INPUT DATA ::
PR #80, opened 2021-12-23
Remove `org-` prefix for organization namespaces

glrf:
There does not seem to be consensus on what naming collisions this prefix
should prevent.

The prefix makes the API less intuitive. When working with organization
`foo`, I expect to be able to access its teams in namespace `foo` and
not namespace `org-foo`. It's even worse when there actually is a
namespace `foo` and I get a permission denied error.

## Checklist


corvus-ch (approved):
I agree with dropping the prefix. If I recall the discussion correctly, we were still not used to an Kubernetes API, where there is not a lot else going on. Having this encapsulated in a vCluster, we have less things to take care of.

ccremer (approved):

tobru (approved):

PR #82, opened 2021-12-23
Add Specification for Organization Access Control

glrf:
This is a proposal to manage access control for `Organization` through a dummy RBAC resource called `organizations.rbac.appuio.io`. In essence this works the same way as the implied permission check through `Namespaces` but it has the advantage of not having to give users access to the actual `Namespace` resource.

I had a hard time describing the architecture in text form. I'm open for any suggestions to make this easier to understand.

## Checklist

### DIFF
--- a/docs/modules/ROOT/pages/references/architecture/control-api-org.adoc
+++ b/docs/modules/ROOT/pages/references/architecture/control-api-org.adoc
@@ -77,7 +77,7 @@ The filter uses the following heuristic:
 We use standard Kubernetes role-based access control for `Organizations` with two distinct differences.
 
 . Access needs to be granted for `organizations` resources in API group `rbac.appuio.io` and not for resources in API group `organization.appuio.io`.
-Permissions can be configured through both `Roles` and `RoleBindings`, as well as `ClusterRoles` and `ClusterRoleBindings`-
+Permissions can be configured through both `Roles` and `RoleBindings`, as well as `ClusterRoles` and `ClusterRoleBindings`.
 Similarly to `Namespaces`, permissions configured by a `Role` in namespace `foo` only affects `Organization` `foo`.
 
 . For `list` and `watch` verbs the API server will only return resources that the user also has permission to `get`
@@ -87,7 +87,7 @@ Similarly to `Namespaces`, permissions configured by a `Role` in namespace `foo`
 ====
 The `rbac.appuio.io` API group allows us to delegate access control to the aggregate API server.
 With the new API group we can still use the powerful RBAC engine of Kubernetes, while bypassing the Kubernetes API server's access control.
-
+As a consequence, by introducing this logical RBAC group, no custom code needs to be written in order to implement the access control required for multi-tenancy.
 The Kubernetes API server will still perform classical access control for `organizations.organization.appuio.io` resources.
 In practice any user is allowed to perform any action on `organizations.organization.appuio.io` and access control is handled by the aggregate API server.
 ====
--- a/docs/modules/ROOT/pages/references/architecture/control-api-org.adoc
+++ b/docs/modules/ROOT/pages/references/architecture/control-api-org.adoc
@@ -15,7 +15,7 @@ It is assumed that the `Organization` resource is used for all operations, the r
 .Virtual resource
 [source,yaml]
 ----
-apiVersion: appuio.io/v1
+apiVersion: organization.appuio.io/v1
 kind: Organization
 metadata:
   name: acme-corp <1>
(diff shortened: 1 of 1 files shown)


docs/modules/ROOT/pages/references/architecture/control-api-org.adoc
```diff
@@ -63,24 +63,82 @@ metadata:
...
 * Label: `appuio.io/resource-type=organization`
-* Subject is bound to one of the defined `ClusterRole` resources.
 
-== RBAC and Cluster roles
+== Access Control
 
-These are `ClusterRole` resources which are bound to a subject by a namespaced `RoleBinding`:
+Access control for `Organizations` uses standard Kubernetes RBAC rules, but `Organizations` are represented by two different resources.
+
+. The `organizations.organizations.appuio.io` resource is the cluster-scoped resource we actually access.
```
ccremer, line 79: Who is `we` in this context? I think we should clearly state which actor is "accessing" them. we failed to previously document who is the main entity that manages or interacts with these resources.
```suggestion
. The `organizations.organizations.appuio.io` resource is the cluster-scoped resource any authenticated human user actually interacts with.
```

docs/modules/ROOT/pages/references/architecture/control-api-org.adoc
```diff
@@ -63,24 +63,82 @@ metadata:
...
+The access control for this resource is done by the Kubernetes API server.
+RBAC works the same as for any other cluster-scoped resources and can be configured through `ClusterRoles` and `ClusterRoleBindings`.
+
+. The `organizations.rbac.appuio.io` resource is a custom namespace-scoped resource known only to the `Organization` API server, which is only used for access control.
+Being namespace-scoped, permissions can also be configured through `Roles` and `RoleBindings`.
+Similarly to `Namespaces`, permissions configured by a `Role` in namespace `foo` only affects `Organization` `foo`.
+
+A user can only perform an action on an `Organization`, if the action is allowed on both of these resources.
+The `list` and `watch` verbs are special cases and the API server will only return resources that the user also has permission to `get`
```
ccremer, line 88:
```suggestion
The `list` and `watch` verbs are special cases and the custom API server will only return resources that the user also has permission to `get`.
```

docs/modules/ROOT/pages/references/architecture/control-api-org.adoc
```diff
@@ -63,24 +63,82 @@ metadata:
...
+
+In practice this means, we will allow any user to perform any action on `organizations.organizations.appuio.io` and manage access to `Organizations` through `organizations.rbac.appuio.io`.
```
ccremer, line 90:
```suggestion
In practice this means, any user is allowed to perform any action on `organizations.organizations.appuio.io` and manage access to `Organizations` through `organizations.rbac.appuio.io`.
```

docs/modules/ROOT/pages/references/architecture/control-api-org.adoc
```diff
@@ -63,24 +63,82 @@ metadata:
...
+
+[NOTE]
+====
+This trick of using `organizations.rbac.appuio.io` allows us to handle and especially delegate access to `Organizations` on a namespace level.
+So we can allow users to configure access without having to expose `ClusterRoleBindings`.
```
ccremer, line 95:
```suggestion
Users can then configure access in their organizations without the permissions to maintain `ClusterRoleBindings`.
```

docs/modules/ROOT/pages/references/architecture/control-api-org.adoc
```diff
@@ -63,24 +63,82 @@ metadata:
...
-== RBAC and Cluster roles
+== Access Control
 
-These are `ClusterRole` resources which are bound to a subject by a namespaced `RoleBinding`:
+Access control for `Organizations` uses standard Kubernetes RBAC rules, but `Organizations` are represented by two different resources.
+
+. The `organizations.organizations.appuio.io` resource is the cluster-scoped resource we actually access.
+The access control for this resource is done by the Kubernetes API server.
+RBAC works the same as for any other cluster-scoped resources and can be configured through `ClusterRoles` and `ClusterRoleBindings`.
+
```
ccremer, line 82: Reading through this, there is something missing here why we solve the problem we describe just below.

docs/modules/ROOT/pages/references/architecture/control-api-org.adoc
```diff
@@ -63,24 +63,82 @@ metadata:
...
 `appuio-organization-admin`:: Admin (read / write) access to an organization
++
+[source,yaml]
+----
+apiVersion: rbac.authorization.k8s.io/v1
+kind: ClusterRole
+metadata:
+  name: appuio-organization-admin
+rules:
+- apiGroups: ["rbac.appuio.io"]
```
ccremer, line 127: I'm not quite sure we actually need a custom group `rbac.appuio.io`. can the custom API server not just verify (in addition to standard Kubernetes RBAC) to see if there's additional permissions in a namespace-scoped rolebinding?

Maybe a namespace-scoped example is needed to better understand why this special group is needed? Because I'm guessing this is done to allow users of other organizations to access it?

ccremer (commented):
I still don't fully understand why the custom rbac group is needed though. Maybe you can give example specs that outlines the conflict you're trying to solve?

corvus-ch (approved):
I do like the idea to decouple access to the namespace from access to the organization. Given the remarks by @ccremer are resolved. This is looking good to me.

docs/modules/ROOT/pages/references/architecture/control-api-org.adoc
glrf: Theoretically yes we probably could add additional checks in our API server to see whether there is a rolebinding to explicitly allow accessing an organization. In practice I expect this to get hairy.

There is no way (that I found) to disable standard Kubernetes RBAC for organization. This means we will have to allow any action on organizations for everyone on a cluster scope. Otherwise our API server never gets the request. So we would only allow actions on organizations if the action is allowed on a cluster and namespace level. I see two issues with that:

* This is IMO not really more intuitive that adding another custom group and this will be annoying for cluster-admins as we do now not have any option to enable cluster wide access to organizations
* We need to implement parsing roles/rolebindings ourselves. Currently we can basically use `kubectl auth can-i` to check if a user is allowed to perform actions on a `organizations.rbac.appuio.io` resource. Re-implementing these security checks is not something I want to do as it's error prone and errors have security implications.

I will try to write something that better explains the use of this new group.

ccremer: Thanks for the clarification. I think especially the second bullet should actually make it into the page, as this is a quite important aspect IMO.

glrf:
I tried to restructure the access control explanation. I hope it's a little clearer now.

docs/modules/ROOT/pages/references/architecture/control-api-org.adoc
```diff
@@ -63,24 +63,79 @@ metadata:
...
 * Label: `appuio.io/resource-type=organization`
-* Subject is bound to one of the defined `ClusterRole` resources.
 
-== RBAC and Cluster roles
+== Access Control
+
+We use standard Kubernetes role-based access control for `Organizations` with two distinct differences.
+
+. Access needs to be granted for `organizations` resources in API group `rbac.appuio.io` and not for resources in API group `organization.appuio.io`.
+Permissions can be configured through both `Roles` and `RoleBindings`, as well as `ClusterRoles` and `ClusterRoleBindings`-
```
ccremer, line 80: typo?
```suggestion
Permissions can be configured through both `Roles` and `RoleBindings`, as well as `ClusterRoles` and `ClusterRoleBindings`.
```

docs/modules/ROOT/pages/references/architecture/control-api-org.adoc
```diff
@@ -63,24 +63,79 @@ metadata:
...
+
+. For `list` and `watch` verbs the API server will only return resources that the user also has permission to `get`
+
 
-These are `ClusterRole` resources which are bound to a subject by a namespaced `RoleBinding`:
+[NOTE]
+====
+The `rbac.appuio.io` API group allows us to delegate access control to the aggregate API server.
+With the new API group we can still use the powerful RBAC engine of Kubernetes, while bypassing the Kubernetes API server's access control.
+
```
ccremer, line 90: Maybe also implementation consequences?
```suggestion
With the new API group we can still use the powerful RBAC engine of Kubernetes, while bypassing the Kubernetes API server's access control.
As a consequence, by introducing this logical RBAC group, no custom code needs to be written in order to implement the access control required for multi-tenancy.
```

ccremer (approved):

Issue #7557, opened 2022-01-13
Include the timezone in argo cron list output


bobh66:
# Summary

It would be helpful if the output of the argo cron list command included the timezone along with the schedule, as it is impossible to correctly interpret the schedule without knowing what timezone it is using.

ACTIVITY :: Set down verbatim only the lines between the start of the data above and the line with "The prefix makes", both boundaries included.

ANSWER ::
PR #80, opened 2021-12-23
Remove `org-` prefix for organization namespaces

glrf:
There does not seem to be consensus on what naming collisions this prefix
should prevent.

The prefix makes the API less intuitive. When working with organization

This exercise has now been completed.